(Dataset items)
•••••
PR #2772, opened 2023-12-19
changed to always show discount when plan selected

andrewpai:
* discount will always show when plan selected, regardless of monthly/yearly toggle setting
* hosting price is getting floored prior to annual scale-up to match real pricing logic in back end


bhalsey (approved):
looks good

PR #2639, opened 2023-11-06
blog:  The Security Implications Of Passwordless Authentication

sixhobbits:

PR #2779, opened 2023-12-21
blog: Decoding How WebAuthn Works

sixhobbits:


bradmccarty (approved):
This is great. Thanks, Gareth. I'll handle the final image upload, as I'll need to get it from our Design folks. So please leave it unpublished for now.

sixhobbits:
@bradmccarty - will do, also a reminder that the other one https://github.com/FusionAuth/fusionauth-site/pull/2639 is still open too. They would make a good pair I think.

PR #2780, opened 2023-12-21
Update example apps

mooreds:
Did a full review of all our example apps.

* removed any from the json file that were old analogs of quickstarts
* added some missing ones (sdk examples)
* broke out examples to new categories
* added a 'git repos' page to the extend -> examples section which lists all these repos
* added script to count repos in GH vs repos in our example apps json file (to be turned into a GH action later)

---
  - https://app.asana.com/0/0/1206130521376069

### DIFF
--- a/.github/scripts/count-repos.sh
+++ b/.github/scripts/count-repos.sh
@@ -1,0 +1,12 @@
+#!/bin/sh
+
+# count the repos we have in our example apps page and the number we have in our organization and make sure they match
+
+cd ../../
+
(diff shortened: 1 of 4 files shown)


mark-robustelli (approved):
Overall it looks good. 

I do question whey we have two pages that are essential the same except the header.  Should this be something we are looking at cleaning up as well?

mooreds:
We have this in a few other places, (common configuration, account portal), we just need to pick one as canonical.

I thought that folks might look for example apps in both places (the sdks page and the extend -> examples section) so thought it was reasonable to do.

At some point we might want to update the sdks page to be a bit cleaner.

PR #2788, opened 2023-12-22
SEO updates to What is OIDC article

bradmccarty:
@mooreds These are primarily H2/H3 changes suggested by our SEO folks. However, there is a new section. Please take a careful look at the H2 of "How Does OpenID Connect Fit with OAuth2?" and check it for technical accuracy. You're welcome to make any changes that need to happen. A reminder that this is primarily an SEO play rather than a developer document.

### DIFF
--- a/astro/src/content/articles/identity-basics/what-is-oidc.mdx
+++ b/astro/src/content/articles/identity-basics/what-is-oidc.mdx
@@ -1,6 +1,6 @@
 ---
-title: "What Is OIDC?"
-description: "What Is OIDC, OpenID Connnect, And How Do You Use It?"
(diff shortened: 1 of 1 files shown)


mooreds:
@bradmccarty is it important that the text of the new section be exactly that, or is it okay for me to write a paragraph in my own voice which addresses that header text? I'll be honest, it feels a bit discordant and written by SEO keyworrd software, which feels weird to put under my name :) .

If it needs to be that text, I'll review for technical accuracy, otherwise I'd prefer to write it (because it is a hole in the article, I agree).

bradmccarty:
Feel free to change it however you want. The main focus was to include that h2.

mooreds (approved):

PR #2790, opened 2023-12-30
Improving cookie/Authorization instructions in the Laravel API quickstart 

vcampitelli:
Making it clearer that Laravel accepts tokens via cookies and the Authorization header

---
  - https://app.asana.com/0/0/1206289570611239


mark-robustelli (approved):
LGTM

PR #2814, opened 2024-01-12
handle multiple top of nav elements, not just one

mooreds:
This change to the docs supports multiple content items being tagged with `topOfNav`. It then adds them to the top of the nav in alphabetical order, title descending.


lyleschemmerling:
Seems find but if we want any more control we may want to consider adding an ordinality field to the frontmatter or external configuration to set the order of the pages

lyleschemmerling (approved):

mooreds:
Makes sense. Let's see if we need ordinality or if we can get by with this.

PR #4251, opened 2026-04-24
fix: canonical links again

sixhobbits:
I did not realize from previous fix that not _all_ pages have trailing slash. Folders have an 'index.md' file which creates a page that gets a slash. "leaf" pages with unique names do not get a slash

image

image

So the previous fix was partially successful and allowed us to scrape 50 pages from Algolia, but this one includes logic ot pass through whether or not a file is an index file, and only add the slash if it is.

image

I checked the build folder and spot checked ten links of each category to make sure the logic works.

### DIFF
--- a/astro/src/components/Head.astro
+++ b/astro/src/components/Head.astro
@@ -9,6 +9,7 @@ interface Props {
   title?: string;
   openGraphImage?: string;
   canonicalUrl?: string;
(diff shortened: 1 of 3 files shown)


nathan-contino (approved):
LGTM, this is much neater than an explicit check for the root page.

PR #4253, opened 2026-04-24
[DRAFT][DO NOT MERGE] Migrate to Algolia search

sixhobbits:
Example of how Algolia search could look so others can try it out locally and we can tweak settings etc if needed.

**NOTE:** not yet ready to  merge as the index doesn't include /articles /blog and possibly some other places where the previous search was implemented. We would still need to fix more canonical links and widen the algolia crawl parameters

Advantages over existing search

- Faster, probably better results
- No build step, index is hosted by algolia
- Can track what people are searching for, what pages are being found, what queries have no results

CleanShot 2026-04-24 at 18 04 30@2x

Disadvantages

- Third party dependency on Algolia index being available and their crawlers regularly updating the index
- Some limitations in terms of records and total number of searches that can be done on the free plan 
- Need to show the Algolia logo on the free docs version

Notes:

- OK to commit the key, they're read only and this is recommended pattern
- `postbuild` step removed as all that was doing was building index for previous solution
- Moved Kapa config to live alongside new algolia config


sixhobbits:
reimplemented in https://github.com/FusionAuth/fusionauth-site/pull/4312 due to excessive merge conflicts here

PR #4257, opened 2026-04-26
fix: prevent double scroll bars

ColinFrick:
Currently there are two scrollbars in the side navigation:
grafik

This change removes the inner scrollbar, and restores the behavior pre PR #4200 

Also when scrolling the page, the navigation shifts by one pixel.


nathan-contino (approved):
LGTM, nice catch!

PR #4258, opened 2026-04-26
fix: update headings to start with h2

ColinFrick:
There are currently documentation pages where the headings start at level 3 (###) instead of level 2 (##). This causes the table of contents not to be displayed and triggers a JavaScript error in the ScrollSpy during scrolling.

This PR shifts these headings one level up.

### DIFF
--- a/.gitignore
+++ b/.gitignore
@@ -26,3 +26,4 @@ vendor
 # VS Code
 .vscode/
 *.code-workspace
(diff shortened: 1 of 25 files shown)


nathan-contino (approved):
LGTM, nice investigating -- I was wondering what was messing with ScrollSpy on these pages!

PR #4259, opened 2026-04-27
Simplify deprecation policy

wied03:


astro/src/content/docs/operate/roadmap/deprecation-policy.mdx
```diff
@@ -34,24 +34,7 @@ The releases mentioned in this document are either major or point version releas
...
-| FusionAuth Version    | Date Released | Feature ABC Changes | Release Notes Updates |
-| -------- | ------- | ------- | ------- |
-| 1.52.0  | March 1, 2024 | None | None |
-| 1.52.1  | March 8, 2024 | None | None |
-| 1.53.0  | April 1, 2024 | Feature documentation marked as deprecated. | Deprecation announced in release notes. |
-| 1.53.1  | April 5, 2024 | Feature documentation remains marked as deprecated. | None |
-| 1.53.2  | April 15, 2024 | Feature documentation remains marked as deprecated. | None |
-| 1.54.0  | May 15, 2024 | Feature documentation remains marked as deprecated. | None |
-| 1.55.0  | July 13, 2024 | Feature and documentation removed. | Feature removal announced in release notes. |
+* In a major release after the behavior is deprecated, the feature and corresponding documentation are removed. When the feature is removed, it is noted in the release notes. The documentation for the feature is also removed.
```
nathan-contino: Does this mean 'one major release after' or is this a noncommittal 'some major release after'? It might be better to be explicit here.

astro/src/content/docs/operate/roadmap/deprecation-policy.mdx
```diff
@@ -3,7 +3,7 @@ title: Deprecation Policy
 description: Learn more about the FusionAuth deprecation policy.
 ---
 
-FusionAuth is an architectural component integrated into your applications or systems. Such integration means that when changes to FusionAuth occur, it can negatively affect your application. As developers ourselves, we strive to maintain backwards compatibility. 
+FusionAuth is an architectural component integrated into your applications or systems. Such integration means that when changes to FusionAuth occur, it can negatively affect your application. As developers ourselves, we strive to maintain backwards compatibility. We will not remove API support in minor or patch versions (only in major versions), except for security/performance reasons noted below.
```
nathan-contino: Considering we have only ever released one major version, should this instead say:


```suggestion
FusionAuth is an architectural component integrated into your applications or systems. Such integration means that when changes to FusionAuth occur, it can negatively affect your application. As developers ourselves, we strive to maintain backwards compatibility. Only minor and major versions will change API support (never patch releases).
```

suggestion: I always find it easier to understand conditionals like this when we avoid negatives
suggestion: if we extend this to 'major and minor', maybe we can omit the consideration about security and performance reasons?
nitpick: avoid slashes, preferring 'and' and 'or' when possible

nathan-contino (approved):
LGTM with a couple of questions -- up to you if you want to make any changes as a result.

astro/src/content/docs/operate/roadmap/deprecation-policy.mdx
mooreds: This is confusing to me because we don't do major releases. We only do minor and patch releases. 
```suggestion
* In a minor release after the behavior is deprecated, the feature and corresponding documentation are removed. When the feature is removed, it is noted in the release notes. The documentation for the feature is also removed.
```

mooreds: I'd also prefer to keep the 3 month minimum timeframe, but I suppose that is an engineering decision.

nathan-contino:
@wied03 As far as I'm concerned, the wording of this policy is entirely engineering-owned, so let me know if you want to ship this as-is, or if you'd like to chat about the feedback that dan and I provided. Would like to keep this PR moving!

wied03:
> @wied03 As far as I'm concerned, the wording of this policy is entirely engineering-owned, so let me know if you want to ship this as-is, or if you'd like to chat about the feedback that dan and I provided. Would like to keep this PR moving!

Thanks @nathan-contino. There were some questions raised about this and I had been delaying it until I had the time to talk with folks about it. Next week we will get it moving.

mooreds (dismissed):

astro/src/content/docs/operate/roadmap/deprecation-policy.mdx
wied03: @nathan-contino check out revision

astro/src/content/docs/operate/roadmap/deprecation-policy.mdx
wied03: @nathan-contino check out revision

nathan-contino (approved):
LGTM, merge when ready.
•••••
**Problem to solve**
Which lines of the data contain the string "versions"? Copy each of them.

**Problem solution**
+FusionAuth is an architectural component integrated into your applications or systems. Such integration means that when changes to FusionAuth occur, it can negatively affect your application. As developers ourselves, we strive to maintain backwards compatibility. We will not remove API support in minor or patch versions (only in major versions), except for security/performance reasons noted below.
FusionAuth is an architectural component integrated into your applications or systems. Such integration means that when changes to FusionAuth occur, it can negatively affect your application. As developers ourselves, we strive to maintain backwards compatibility. Only minor and major versions will change API support (never patch releases).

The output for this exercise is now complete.